De acordo com a consultoria, as principais razões para a mudança de marcas durante a pandemia consistiram, nesta ordem: o aumento das preocupações do consumidor com seus gastos e a consequente busca mais frequente por melhores preços; a falta de disponibilidade de produtos que habitualmente consumiam. “Essas duas vantagens características dos produtos de marca própria – alta disponibilidade e preço baixo – fizeram deles consideravelmente mais atrativos para os consumidores durante a pandemia da covid-19”, destacou o trabalho. A reflexão dos especialistas da McKinsey ganhou suporte nos números levantados pelo survey conduzido junto aos consumidores dos Estados Unidos. Segundo a pesquisa, 19% dos consumidores do país pretendiam – em junho de 2020 – consumir mais produtos de marca própria enquanto a crise durasse. Outros 73% pretendiam manter a mesma frequência. E só 8% afirmaram que comprariam menos do que antes.
PROJEÇÕES
Com o objetivo de desenhar uma fotografia que avaliasse a perenidade da expansão do segmento, a McKinsey fez as mesmas perguntas para os consumidores, desta vez buscando aferir suas projeções para até 12 meses após o arrefecimento da pandemia. O resultado deste quadro foi muito semelhante ao que se revelou na pergunta anterior: 17% dos consumidores pensavam em comprar mais produtos de marca própria; 75% projetavam seguir os mesmos hábitos; enquanto 9% pretendiam comprar menos do que antes. Em levantamento similar, mas focando sua pesquisa nos hábitos de consumo do Reino Unido – país onde as marcas próprias já tinham um marketshare de 50% antes da aceleração promovida pela pandemia –, a Kantar foi outra consultoria a constatar o avanço do segmento durante a pandemia.
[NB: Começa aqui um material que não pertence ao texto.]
PR #2607, opened 2022-07-27
fix(cli): secret scanning perf link fix

### LINKED ISSUE #2606: Incorrect URL in log for recommendation for faster secret detection
Log to be `2022-07-27T18:57:49.498+0530	INFO	Please see also https://aquasecurity.github.io/trivy/v0.30.4/docs/secret/scanning/#recommendation for faster secret detection`

## What happened instead?
Log is `2022-07-27T18:57:49.498+0530	INFO	Please see also https://aquasecurity.github.io/trivy/0.30.4/docs/secret/scanning/#recommendation for faster secret detection`

## Output of `trivy -v`:

```
Version: 0.30.4
Vulnerability DB:
  Version: 2
  UpdatedAt: 2022-07-27 12:07:07.855242681 +0000 UTC
  NextUpdate: 2022-07-27 18:07:07.855242281 +0000 UTC
  DownloadedAt: 2022-07-27 12:34:43.307335 +0000 UTC
```

Moulick:
## Description
Fixes the URL in the logs of the scanner

## Related issues
- Close #2606

## Before
```bash
2022-07-27T18:57:49.498+0530	INFO	Vulnerability scanning is enabled
2022-07-27T18:57:49.498+0530	INFO	Secret scanning is enabled
2022-07-27T18:57:49.498+0530	INFO	If your scanning is slow, please try '--security-checks vuln' to disable secret scanning
2022-07-27T18:57:49.498+0530	INFO	Please see also https://aquasecurity.github.io/trivy/0.30.4/docs/secret/scanning/#recommendation for faster secret detection
```
## After
```bash
2022-07-27T18:57:49.498+0530	INFO	Vulnerability scanning is enabled
2022-07-27T18:57:49.498+0530	INFO	Secret scanning is enabled
2022-07-27T18:57:49.498+0530	INFO	If your scanning is slow, please try '--security-checks vuln' to disable secret scanning
2022-07-27T18:57:49.498+0530	INFO	Please see also https://aquasecurity.github.io/trivy/v0.30.4/docs/secret/scanning/#recommendation for faster secret detection
```

## Checklist

### DIFF
--- a/Makefile
+++ b/Makefile
@@ -1,4 +1,4 @@
-VERSION := $(shell git describe --tags --always)
+VERSION := $(subst v,,$(shell git describe --tags --abbrev=0))
 LDFLAGS := -ldflags "-s -w -X=main.version=$(VERSION)"
 
 GOPATH := $(shell go env GOPATH)
--- a/Makefile
+++ b/Makefile
@@ -1,4 +1,4 @@
-VERSION := $(subst v,,$(shell git describe --tags --abbrev=0))
+VERSION := $(patsubst v%,%,$(shell git describe --tags --always)) #Strips the v prefix from the tag
 LDFLAGS := -ldflags "-s -w -X=main.version=$(VERSION)"
 
 GOPATH := $(shell go env GOPATH)
--- a/docs/docs/vulnerability/distributions.md
+++ b/docs/docs/vulnerability/distributions.md
@@ -41,7 +41,7 @@ The following table provides an outline of the features Trivy offers.
     2022-07-27T09:30:21.756Z	INFO	Vulnerability scanning is enabled
     2022-07-27T09:30:21.756Z	INFO	Secret scanning is enabled
     2022-07-27T09:30:21.756Z	INFO	If your scanning is slow, please try '--security-checks vuln' to disable secret scanning
-    2022-07-27T09:30:21.756Z	INFO	Please see also https://aquasecurity.github.io/trivy/0.30.4/docs/secret/scanning/#recommendation for faster secret detection
+    2022-07-27T09:30:21.756Z	INFO	Please see also https://aquasecurity.github.io/trivy/v0.30.4/docs/secret/scanning/#recommendation for faster secret detection
     2022-07-27T09:30:22.205Z	INFO	Detected OS: cbl-mariner
     2022-07-27T09:30:22.205Z	INFO	Detecting CBL-Mariner vulnerabilities...
     2022-07-27T09:30:22.205Z	INFO	Number of language-specific files: 0
--- a/go.mod
+++ b/go.mod
@@ -226,7 +226,7 @@ require (
 	github.com/hashicorp/go-retryablehttp v0.7.1 // indirect
 	github.com/hashicorp/go-safetemp v1.0.0 // indirect
 	github.com/hashicorp/go-uuid v1.0.3 // indirect
-	github.com/hashicorp/go-version v1.4.0 // indirect
+	github.com/hashicorp/go-version v1.6.0
 	github.com/hashicorp/hcl/v2 v2.13.0 // indirect
 	github.com/hhatto/gorst v0.0.0-20181029133204-ca9f730cac5b // indirect
 	github.com/huandu/xstrings v1.3.2 // indirect
--- a/go.mod
+++ b/go.mod
@@ -226,7 +226,7 @@ require (
 	github.com/hashicorp/go-retryablehttp v0.7.1 // indirect
 	github.com/hashicorp/go-safetemp v1.0.0 // indirect
 	github.com/hashicorp/go-uuid v1.0.3 // indirect
-	github.com/hashicorp/go-version v1.6.0
+	github.com/hashicorp/go-version v1.6.0 // indirect
 	github.com/hashicorp/hcl/v2 v2.13.0 // indirect
 	github.com/hhatto/gorst v0.0.0-20181029133204-ca9f730cac5b // indirect
 	github.com/huandu/xstrings v1.3.2 // indirect
--- a/go.sum
+++ b/go.sum
@@ -992,8 +992,8 @@ github.com/hashicorp/go-uuid v1.0.1/go.mod h1:6SBZvOh/SIDV7/2o3Jml5SYk/TvGqwFJ/b
 github.com/hashicorp/go-uuid v1.0.3 h1:2gKiV6YVmrJ1i2CKKa9obLvRieoRGviZFL26PcT/Co8=
 github.com/hashicorp/go-uuid v1.0.3/go.mod h1:6SBZvOh/SIDV7/2o3Jml5SYk/TvGqwFJ/bN7x4byOro=
 github.com/hashicorp/go-version v1.1.0/go.mod h1:fltr4n8CU8Ke44wwGCBoEymUuxUHl09ZGVZPK5anwXA=
-github.com/hashicorp/go-version v1.4.0 h1:aAQzgqIrRKRa7w75CKpbBxYsmUoPjzVm1W59ca1L0J4=
-github.com/hashicorp/go-version v1.4.0/go.mod h1:fltr4n8CU8Ke44wwGCBoEymUuxUHl09ZGVZPK5anwXA=
+github.com/hashicorp/go-version v1.6.0 h1:feTTfFNnjP967rlCxM/I9g701jU+RN74YKx2mOkIeek=
+github.com/hashicorp/go-version v1.6.0/go.mod h1:fltr4n8CU8Ke44wwGCBoEymUuxUHl09ZGVZPK5anwXA=
 github.com/hashicorp/go.net v0.0.1/go.mod h1:hjKkEWcCURg++eb33jQU7oqQcI9XDCnUzHA0oac0k90=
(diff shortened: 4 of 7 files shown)


knqyf263:
Hmm. We fixed it before.
https://github.com/aquasecurity/trivy/pull/2422

@DmitriyLewen Could you look into what causes?

Moulick:
My first though was adding if else like 
```go 
ver := fmt.Sprintf("v%s", opt.AppVersion)
if opt.AppVersion == "dev" {
  ver = opt.AppVersion
  }
```
 which is like essentially reverting https://github.com/aquasecurity/trivy/pull/2422

There are three sources of the version I see
1. If you simply do `go build ./cmd/trivy`, It defaults to dev. This produces a correct URL for dev.
2. If you do `make build`, make take the version from `VERSION := $(shell git describe --tags --always)`. but this also creates an incorrect URL as this returns eg `v0.30.4-3-g4be15455`
3. If the build is produced by goreleaser, it strips the `v` and hence URL is broken

Currently, I have fixed it for goreleaser, I can also fix for makefile

DmitriyLewen:
Hello @knqyf263 
we have 2 cases:
1) binaries built with `goreleaser` don't have `v` prefix:
```
➜  29.1 ./trivy -v
Version: 0.29.1
```
2) binaries built with `make build` have `v` prefix(looks like in [#2422](https://github.com/aquasecurity/trivy/pull/2422) used this case):
```
➜  git checkout v0.29.1
Note: switching to 'v0.29.1'.
...
➜  make build
go build -ldflags "-s -w -X=main.version=v0.29.1" ./cmd/trivy
➜  ./trivy -v
Version: v0.29.1
```

I think we need to create same logic for both cases:
add `v` prefix to `goreleaser` (as this create @Moulick) or remove `v` prefix from Makefile and return this logic:
```
ver := fmt.Sprintf("v%s", opt.AppVersion)
if opt.AppVersion == "dev" {
  ver = opt.AppVersion
  }
```

I think logic of this PR better.

knqyf263:
> Version: v0.29.1

It's not big deal, but it looks weird to me. `v` means `version`,so it is like `Version: version 0.29.1`.

What if we remove `v` here?
https://github.com/aquasecurity/trivy/blob/c2a7ad5c014e3e1861b8bf79b6ef321573cb8983/Makefile#L1

knqyf263:
And add `v` of course.

>add v prefix to goreleaser (as @Moulick did) or remove v prefix from Makefile and return this logic:

Moulick:
> > Version: v0.29.1
> 
> It's no big deal, but it looks weird to me. `v` means `version`,so it is like `Version: version 0.29.1`.
> 
> What if we remove `v` here?
> 
> https://github.com/aquasecurity/trivy/blob/c2a7ad5c014e3e1861b8bf79b6ef321573cb8983/Makefile#L1

Yes, doable. The documentation links will need to be updated to remove the `v` as well.

knqyf263:
@Moulick Could you fix it as below?

1. Remove `v` here.
https://github.com/aquasecurity/trivy/blob/c2a7ad5c014e3e1861b8bf79b6ef321573cb8983/Makefile#L1

2. Add `v` here as Dmitriy suggested, considering `dev`.
https://github.com/aquasecurity/trivy/blob/e393ce1477901ea566b43ccd2d29a239c1a4c7e8/pkg/commands/artifact/run.go#L471

Moulick:
Should work as expected now.

Makefile
```diff
@@ -1,4 +1,4 @@
-VERSION := $(shell git describe --tags --always)
+VERSION := $(subst v,,$(shell git describe --tags --abbrev=0))
```
DmitriyLewen, line 1: I'm not sure if commit suffix needs to be trimmed here.
Versions made from tag and another commit must have different version numbers.
This can be confusing.

I think we can trim this suffix in the check:
https://github.com/aquasecurity/trivy/blob/3c9eed53031efa7fa5448ba307df8ba38c53f2cc/pkg/commands/artifact/run.go#L471-L476

knqyf263: >Versions made from tag and another commit must have different version numbers.

Could you elaborate on that?

Moulick: `subst` will remove any `v` in the tag. That would break if we have `v` elsewhere in the version like `v0.40v.6` for some reason. 

> It's no big deal, but it looks weird to me. v means version,so it is like Version: version 0.29.1.

We can't really trim it in the code as @knqyf263 suggested that the version during the compile itself should not have the `v`, otherwise it becomes `Version: version 0.29.1`.

Moulick: we can use `VERSION := $(patsubst v%,%,$(shell git describe --tags --abbrev=0))`

This will convert `v0.36v.0v` into `0.36v.0v`. Aka stripping `v` only from prefix.

Moulick: Oh I see what you mean now, yeah I'll put back the `--always`

DmitriyLewen: > Could you elaborate on that?

I only talked about the `--abbrev=0` flag.
At the moment when I build the binary I get `v<tag><commit number>` like this: `Version: v0.30.4-11-g44d53bed`
after the changes, we will only get the tag number for all commits between tags (for example, "Version: v0.30.4" for the actual commit in the main branch).

I think we only need to remove  `v` prefix.

knqyf263: It makes sense. Good catch. Thanks.

Moulick: Please check now with the latest commit

| Case | Build                                                                                                  | versions                          | Output url                                                                                                                    |
| ---- | ------------------------------------------------------------------------------------------------------ | --------------------------------- | ----------------------------------------------------------------------------------------------------------------------------- |
| 1    | go build -ldflags "-s -w -X=main.version=v0.30.4" ./cmd/trivy/main.go                                  | Version: v0.30.4                  | Please see also https://aquasecurity.github.io/trivy/v0.30.4/docs/secret/scanning/#recommendation for faster secret detection |
| 2    | go build -ldflags "-s -w -X=main.version=0.30.4" ./cmd/trivy/main.go                                   | Version: 0.30.4                   | Please see also https://aquasecurity.github.io/trivy/v0.30.4/docs/secret/scanning/#recommendation for faster secret detection |
| 3    | go build ./cmd/trivy/main.go                                                                           | Version: dev                      | Please see also https://aquasecurity.github.io/trivy/dev/docs/secret/scanning/#recommendation for faster secret detection     |
| 4    | goreleaser check && goreleaser release --snapshot --rm-dist --skip-publish --skip-docker --skip-before | Version: 0.30.4-SNAPSHOT-f2b17e3c | Please see also https://aquasecurity.github.io/trivy/v0.30.4/docs/secret/scanning/#recommendation for faster secret detection |
| 5    | make build                                                                                             | Version: 0.30.4-6-gf2b17e3c       | Please see also https://aquasecurity.github.io/trivy/v0.30.4/docs/secret/scanning/#recommendation for faster secret detection |

DmitriyLewen: i think we can not use regex:
@Moulick what do you think of something like this?
```
	s = strings.TrimLeft(s, "v")
	r := strings.Split(s, "-")[0]
```

DmitriyLewen: @knqyf263 what about pre-release versions (e.g. `0.30.5-alpfa`). Should this be considered?

knqyf263: I think we can just replace them with `dev` or accept the invalid URL.

Moulick: I was in favour of the regex as that would cover other cases for semver like if we had `v0.36.0+snapshot-1` or like `0.36.0-beta+exp.sha.5114f85`. wdyt?

DmitriyLewen: I agree with you. These versions require a regex, but as @knqyf263 said, we can return the invalid URL for pre-release versions and versions with build metadata.

Moulick: We can replace it with `dev`, but the question is again about detecting it's not a release version but a snapshot or pre-release or something, that again falls back to regex. I am the last person to want to use regex but also then I do want to produce valid URLs as much as possible

knqyf263: In development, I don't mind even if an invalid URL is produced. If we want to make it valid as much as possible, we can use [go-version](https://github.com/aquasecurity/go-version/tree/main/pkg/semver).

```
ver := opts.AppVersion
if ver != "dev" {
    v, err := semver.Parse(opts.AppVersion)
    if err != nil {...}
   
    // Replace pre-release with "dev"
    // e.g. v0.36.0+snapshot-1
    if v.IsPreRelease || v.Metadata != "" {
        ver = "dev"
    } else {
        // Add "v" prefix, "0.31.0" => "v0.31.0"
        ver = "v" + ver
}
```

Moulick: Sure, I'll switch to `go-version`.

Moulick: resolved

knqyf263: As mentioned earlier, we want to use our go-version, not hashicorp/go-version.
https://github.com/aquasecurity/trivy/pull/2607#discussion_r936372886

knqyf263:
@Moulick Thanks for your great contribution and patience!

Moulick:
@knqyf263 I'd be curious about the comment I added above 🤔.

knqyf263:
Which comment?

Moulick:
I had added a review comment, I suppose GitHub did not send a notification. Attached a screenshot in case it's not visible for some reason :)
image

knqyf263:
`aquasecurity/go-version` is already used directly, while hashicorp/go-version is an indirect dependency. Also, we can easily modify that library as it is maintained by us.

No artigo denominado ‘De marca própria a marca exclusiva: as implicações de uma revolução nos hábitos de consumo’, a empresa identificou não apenas o crescimento numérico das vendas de produtos de marca própria, mas também a mudança de percepção do consumidor sobre eles. Em relação aos números, a fotografia desenhada foi bastante clara: enquanto as vendas de produtos de marca própria avançaram 14,3% em valor arrecadado e em 15,8% em volume desde 2015, as vendas dos demais produtos cresceram apenas 3,5% em volume e, pior ainda, decresceram 3,7% em valor arrecadado. Já quanto à percepção, os analistas da Kantar identificaram um crescimento simbólico – de reputação – dos produtos de marca própria junto ao consumidor. Relação que, somada ao preço sempre mais baixo, tem ancorado este crescimento exponencial. “À medida que os consumidores acrescentaram mais produtos de marca própria em suas casas, alguns supermercados não apenas aumentaram suas vendas nesta categoria, como também criaram marcas poderosas”, introduziu a Kantar, complementando na sequência: “Consumidores estão começando a ver o que era ‘apenas uma alternativa entre as marcas próprias’, selecionadas puramente pelo preço, como marcas genuinamente desejadas. Como resultado, o crescimento das marcas próprias é maior do que o das marcas tradicionais em 4 das 10 categorias de consumo que levantamos”.